Происходят также другие любопытные и поучительные движения людского потока, направляющегося из Оклахомы и в Оклахому. При посещении небольшого городка в восточной Оклахоме я установил, что около 50 семей каждую весну покидают свои дома или мелкие фермы и отправляются в поход в район Вествуда в Калифорнии, где нанимаются на лесопильные заводы. Поздней осенью они возвращаются в Оклахому, где, живя на пособие по безработице и возделывая небольшие огороды, они дотягивают до следующей весны. Из графства Чероки люди отправляются в Детройт, где, в зависимости от расширения или сокращения производства автомобилей, им достаются случайные заработки. При посещении Оклахомы я читал рекламные листовки, распространяемые в восточной части штата, с помощью которых производится вербовка 500 сборщиков урожая кукурузы для плантаций, расположенных в районе Ролла в Канзасе. Сотрудники Бюро труда в городе Мускоги рассказали мне, что, по имеющимся у них официальным данным, за последние несколько лет многие местные семьи по 5–6 раз отправлялись в Калифорнию на заработки. Эти подробности упоминаются лишь для того, чтобы показать наличие значительного кругового миграционного движения населения, масштаб которого в настоящий момент неизвестен.

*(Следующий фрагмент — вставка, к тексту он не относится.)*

PR #4474, opened 2026-09-21
fix: EMS should bound its collection window

cgrinds:


conf/ems/default.yaml
```diff
@@ -1,6 +1,8 @@
 collector: Ems
 
-client_timeout: 1m
+#  Keep this below the data interval below.
+client_timeout: 2m
```
rahulguptajss: Add handling in the collector to prevent it from starting if this condition is not met?

rahulguptajss: Is client_timeout read correctly by collecor?

cmd/collectors/ems/ems.go
```diff
@@ -267,18 +383,228 @@ func (e *Ems) getTimeStampFilter(clusterTime time.Time) string {
...
+		// allowance, so several hrefs cannot together collect a multiple of
+		// max_records.
+		//
+		// The time check refuses to *begin* a page unless a whole
+		// client_timeout still fits inside the budget. The REST client takes
+		// no context, so a request already in flight cannot be cut short;
+		// without this a page starting just before the deadline could overrun
+		// the poll interval by the full timeout, which is the pile-up the
+		// budget exists to prevent.
+		if len(records) >= quota || time.Until(deadline) < e.Client.GetTimeout() {
```
rahulguptajss: With client_timeout set to 2m and data set to 3m, does that mean only one page call is allowed?

cmd/collectors/ems/ems.go
```diff
@@ -267,18 +381,255 @@ func (e *Ems) getTimeStampFilter(clusterTime time.Time) string {
...
+
+	err := rest.FetchAllStream(e.Client, &e.RequestMetadata, href, func(batch []gjson.Result, _ int64) error {
+		for _, record := range batch {
+			// Client-side end bound. This endpoint rejects a two-sided filter
+			// on `time`, so the end of the window is enforced here - see
+			// timeWindow.
+			if !inWindow(record, toTime) {
+				continue
+			}
+			records = append(records, record)
```
rahulguptajss: If records were higher than quota then they are already appended here and not truncated?

cmd/collectors/ems/ems.go
```diff
@@ -267,18 +381,255 @@ func (e *Ems) getTimeStampFilter(clusterTime time.Time) string {
...
+// each in turn. The event names are split across hrefs in a stable order, so a
+// first-come allowance lets one flooding event name consume the whole cap and
+// leave the trailing names unqueried - permanently, since the split does not
+// change between polls. A rare LUN.offline in the last chunk would go
+// uncollected because wafl.vol.autoSize.done is noisy in the first.
+//
+// Unused allowance rolls forward: an href that returns less than its share
+// leaves the remainder to those after it, so dividing the cap costs nothing
+// when no href is flooding.
+func hrefQuota(maxRecords, taken, i, hrefs int) int {
```
rahulguptajss: A higher even count, like 300+, may then miss events because it may not get the quota. Shouldn't each href get a fresh maximum number of records?

cmd/collectors/ems/window_test.go
```diff
@@ -0,0 +1,447 @@
...
+
+	for i, q := range quotas {
+		if q <= 0 {
+			t.Errorf("href %d got quota %d, every href must be able to ask for records", i, q)
+		}
+	}
+	assert.True(t, taken <= maxRecords)
+}
+
+// client_timeout defaults to 2m against a 3m data interval. A poller with a
```
rahulguptajss: default is 1m in default.yaml

cmd/collectors/ems/ems.go
```diff
@@ -267,18 +381,255 @@ func (e *Ems) getTimeStampFilter(clusterTime time.Time) string {
...
+// collect walks every href within a shared record cap and time budget.
+func (e *Ems) collect(hrefs []string, deadline time.Time, toTime int64) ([]gjson.Result, bool, error) {
+	var (
+		records   []gjson.Result
+		truncated bool
+		skipped   int
+	)
+
+	for i, h := range hrefs {
+		quota := hrefQuota(e.maxRecords, len(records), i, len(hrefs))
```
Hardikl: Need to better understand quota, does based on quota records(available or filled) we reduced not to export/process all or any records?

cmd/collectors/ems/ems.go
```diff
@@ -426,6 +436,23 @@ func sortRecords(records []gjson.Result) {
...
+		// `time`, so the end of the window is enforced here - see timeWindow.
+		if !inWindow(record, toTime) {
+			continue
+		}
+		if len(records) >= quota {
+			return records, true
+		}
+		records = append(records, record)
+	}
+	return records, false
```
rahulguptajss: If the record size is 25000 and the batch size is 10000, are we going to hit false and query one more time? We should stop if the maximum record count is reached otherwise, there will be an extra, unnecessary call.
So, maybe we should append first and then check the size?

cmd/collectors/ems/ems.go
```diff
@@ -267,18 +369,233 @@ func (e *Ems) getTimeStampFilter(clusterTime time.Time) string {
...
+// is left to begin another page. It never escapes fetchEMSData.
+var errWalkBudget = errors.New("ems walk budget exhausted")
+
+// fetchEMSData pages through href, dropping records past the end of the window
+// and stopping once too little of the time budget is left to begin another
+// page. The bool reports that it stopped for that reason.
+//
+// Partial results are returned rather than discarded. The previous behavior
+// threw away every record already retrieved when a walk failed, so the most
+// expensive polls were also the ones that produced nothing.
```
rahulguptajss, line 475: Previous behaviour (in main) didn't do that?

rahulguptajss (approved):

cmd/collectors/ems/ems.go
cgrinds: In main, a failed page unwinds through four layers that each return nil:

1. fetchAll returns the error on the failing page
2. FetchAll does return nil, err — the pages it had already accumulated are dropped
3. GetRestData → handleError returns nil, fmt.Errorf(...)
4. fetchEMSData and PollData both return nil, err

e.g. 31 pages fetched, page 32 times out, nothing is exported.

cgrinds: that said, including previous behavior comments is not helpful so I'm removing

Объем миграции из Оклахомы, начиная с 1935 г., был весьма значительным. С 1 июля 1935 г. по 30 июня 1939 г. 70 857 жителей Оклахомы прошли через территорию Аризоны, направляясь в Калифорнию на поиски работы и куска хлеба. Кроме того, тысячи бывших оседлых жителей Оклахомы перебрались в Орегон, Вашингтон и Айдахо. Не менее 100 тыс. людей участвовало в «великом исходе» из Оклахомы, который начался в 1935 г. Цифра эта полностью подтверждается при ознакомлении с данными переписи, которые свидетельствуют о катастрофическом сокращении количества ферм в Оклахоме. С 1935 по 1940 г. число ферм в Оклахоме сократилось на 33 274, или на 15,6 %; это означает, что из земледелия ушло 133 тыс. людей[189]. За это пятилетие число ферм в Оклахоме сокращалось в среднем на восемнадцать в день. Каким же образом происходила «убыль» этих фермерских хозяйств? Очень просто: они исчезли из данных переписи в качестве фактически действующих хозяйств. Большей частью эти фермы, повидимому, сливались с другими посредством аренды или покупки другими хозяевами. Но так или иначе, сокращение числа ферм свидетельствует об общей убыли действующих фермерских хозяйств и земледельческого населения в целом. С 1935 г. в ряде графств штата Оклахома убыль действующих ферм составила 20 %, а убыль земледельческого населения — 40 %. Факт ухода населения не подлежит сомнению. Число земледельческих семей в штате сократилось с 213 тыс. в 1935 г. до 180 тыс. в 1940 г.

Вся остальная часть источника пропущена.